In the midst of a massive power failure in Texas two years ago, state Gov. Greg Abbott, a Republican, went on FOX News and laid the blame squarely at the feet of renewables. “This shows how the Green New Deal would be a deadly deal for the United States of America,” he said, referring to an unrealized progressive climate proposal. “It just shows that fossil fuel is necessary for the state of Texas.”
Wind energy was running low during the severe Winter Storm Uri, but as it turned out, it wasn’t renewables, but fossil fuels—particularly poorly winterized natural gas systems—that were primarily to blame for the cascading grid collapse that left 10 million people without power and 246 people dead. But two years later, as the state weathers another winter storm, Texas’s conservative-controlled state government remains bent on putting fossil fuels at the center of its plans to stop such a disaster from occurring again. That’s despite the urgent imperative to phase out carbon dioxide pollution and avert catastrophic climate change—and the existence of an array of cheaper new technologies and fixes that could help the grid draw less power in the first place.
Texas’s power system is unique in many ways. For one thing, it’s the only state that operates its own grid. This limits its ability to import power from other parts of the country when supplies run low, as they did when power systems froze and Texas residents cranked up their heat in February 2021. The largely deregulated power system also means that power producers only get paid when they put electricity onto the grid, rather than also getting compensated for being available in those high demand scenarios, as they are in other states. Those factors have created a grid liable to get overstretched when demand for electricity spikes. In an attempt to help, state regulators in January approved a wonky, never-before-used proposal known as a Performance Credit Mechanism (PCM), which requires the array of companies that sell Texans power to buy a special kind of credit from the energy companies that own the state’s power plants, representing a promise that those power plants will provide extra juice to the lines when the grid is under strain.
“We heard Texans loud and clear; they demand a reliable grid,” chairman of the state’s public utility commission (PUC) Peter Lake said in a statement after the plan was approved. “Today, we take another historic step toward building the grid of the future.”
The point is to provide a financial incentive for the companies to keep the grid from going under again when demand spikes, and to build new power generation infrastructure. The end result, however, appears to heavily favor fossil fuels over newer methods of managing the grid, like encouraging the use of smart thermostats and water heaters that can automatically lower power demand during peak periods—so-called “demand response”—or employing utility-scale batteries that can surge electricity onto power lines when the need arises.

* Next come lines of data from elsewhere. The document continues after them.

PR #6696, opened 2024-11-26
feat(core, api-client): Serialize object arguments in desktop runtime

thisisamir98:
See https://github.com/wireapp/wire-webapp/pull/18359

### DIFF
--- a/packages/api-client/src/APIClient.ts
+++ b/packages/api-client/src/APIClient.ts
@@ -21,6 +21,8 @@ import logdown from 'logdown';
 
 import {EventEmitter} from 'events';
 
+import {LogFactory} from '@wireapp/commons';
+
 import {AccountAPI} from './account/AccountAPI';
 import {AssetAPI} from './asset/';
 import {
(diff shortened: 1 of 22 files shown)


packages/api-client/src/APIClient.ts
```diff
@@ -200,7 +200,7 @@ export class APIClient extends EventEmitter {
   }
 
   private configureApis(backendFeatures: BackendFeatures): Apis {
-    this.logger.info('configuring APIs with config', backendFeatures);
+    this.logger.info('configuring APIs with config', JSON.stringify(backendFeatures));
```
olafsulich, line 203: after changes in https://github.com/wireapp/wire-webapp/pull/18359, shouldn't it be done automatically?

thisisamir98: web-packages use a separate instance of logdown of their own

thisisamir98: see https://github.com/search?q=repo%3Awireapp%2Fwire-web-packages%20%3D%20logdown(&type=code

olafsulich: okay, so maybe we should copy-paste the solution from the webapp you have provided? then we wouldn't have to stringify those args in the future, WDYT?

thisisamir98: doing a big refactor

thisisamir98: https://github.com/wireapp/wire-web-packages/pull/6696/commits/b25192005674d1fb61b74012850a9fc0fa9a4030

olafsulich (approved):

e-maad (approved):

It isn’t a subtle theme when state politicians talk about the issue of grid stability. Counterintuitively, Texas has the most renewable energy production of any state, more than 50 gigawatts, or about half its total grid capacity (renewables account for only about a fifth of power on the full U.S. grid, by comparison). That’s the product of its freewheeling, deregulated electricity system and abundant land for gathering solar and wind energy. And the industry is growing faster there than anywhere else in the country. Since 2021, for instance, the amount of wind and solar energy on the Texas grid has grown by almost 80%, according to statistics provided by the American Council on Renewable Energy. Those renewables do require backup solutions for when the wind doesn’t blow or the sun doesn’t shine, preferably ones that don’t further contribute to climate change, such as battery storage and high voltage transmission lines that can bring power from other regions where renewables are producing steadily—a difficult proposition as long as the Texas grid remains largely isolated from the rest of the country.

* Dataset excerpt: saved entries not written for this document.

PR #6727, opened 2024-12-03
runfix: remove slashes from conversation and user api constants

V-Gira:
## Description

Slashes are hardcoded into some of the url constants in the conversation and user api;

This remove those slashes, allowing us to use those constant where the API endpoints change the order around, as is the case for V&, see https://wearezeta.atlassian.net/wiki/spaces/ENGINEERIN/pages/1309868033/API+changes+v6+v7

## Checklist

### DIFF
--- a/packages/api-client/src/user/UserAPI.ts
+++ b/packages/api-client/src/user/UserAPI.ts
@@ -74,27 +74,27 @@ export class UserAPI {
   public static readonly DEFAULT_USERS_CHUNK_SIZE = 50;
   public static readonly DEFAULT_USERS_PREKEY_BUNDLE_CHUNK_SIZE = 128;
   public static readonly URL = {
-    ACTIVATE: '/activate',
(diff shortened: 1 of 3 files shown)


packages/api-client/src/user/UserAPI.ts
```diff
@@ -171,7 +171,7 @@ export class UserAPI {
    * @see https://staging-nginz-https.zinfra.io/swagger-ui/#!/users/getUserClient
    */
   public async getClient(userId: QualifiedId, clientId: string): Promise<PublicClient> {
-    const url = `${UserAPI.URL.USERS}/${userId.domain}/${userId.id}/${UserAPI.URL.CLIENTS}/${clientId}`;
+    const url = `//${UserAPI.URL.USERS}/${userId.domain}/${userId.id}/${UserAPI.URL.CLIENTS}/${clientId}`;
```
e-maad, line 174: Double slash?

But the state is also home to a politically powerful oil and gas industry, and many members of Texas’s Republican government have been clear that they want those resources to be the answer to the state’s grid woes. Speaking to reporters last November, Texas Lieutenant Governor Dan Patrick emphasized his desire to “level the playing field” between natural gas and renewables. “We can’t leave here next spring,” he said in November of the upcoming state legislative session, “unless we have a plan for more natural gas power.”

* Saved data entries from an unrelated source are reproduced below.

PR #6770, opened 2024-12-16
!fix(MLS): check feature flag before creating MLS clients [WPB-15020]

aweiss-dev:
## Description

Fix an issue with creating MLS clients even tho the Feature_Flag was diabled

### DIFF
--- a/packages/core/src/Account.ts
+++ b/packages/core/src/Account.ts
@@ -34,6 +34,7 @@ import {CONVERSATION_EVENT} from '@wireapp/api-client/lib/event';
 import {Notification} from '@wireapp/api-client/lib/notification/';
 import {WebSocketClient} from '@wireapp/api-client/lib/tcp/';
 import {WEBSOCKET_STATE} from '@wireapp/api-client/lib/tcp/ReconnectingWebsocket';
+import {FEATURE_KEY, FeatureStatus} from '@wireapp/api-client/lib/team';
 import {QualifiedId} from '@wireapp/api-client/lib/user';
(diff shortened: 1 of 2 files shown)


packages/core/src/Account.ts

The problem, though, is that those politicians are radically oversimplifying the issue, according to Doug Lewin, president of energy consultancy Stoic Energy. What would make more sense—both environmentally and financially—would be to use multiple solutions to make sure that peak grid demand does not exceed the supply. That could include building batteries to store renewable energy and release it when it’s needed (new long duration battery technology could be especially promising for those situations). It could also mean investing in fixes that make sure energy demand doesn’t spike as high when the temperature rises or falls, such as by better insulating homes, upgrading them with new heat pumps that draw far less power than older heating systems, and investing in demand-response.
By contrast, trying to simply build natural gas generation to cover the demand for energy that arose during the 2021 winter storm would be “insanely expensive,” Lewin says. “They’re trying to solve every problem on the grid with one thing,” he says. “That is just a logical fallacy.”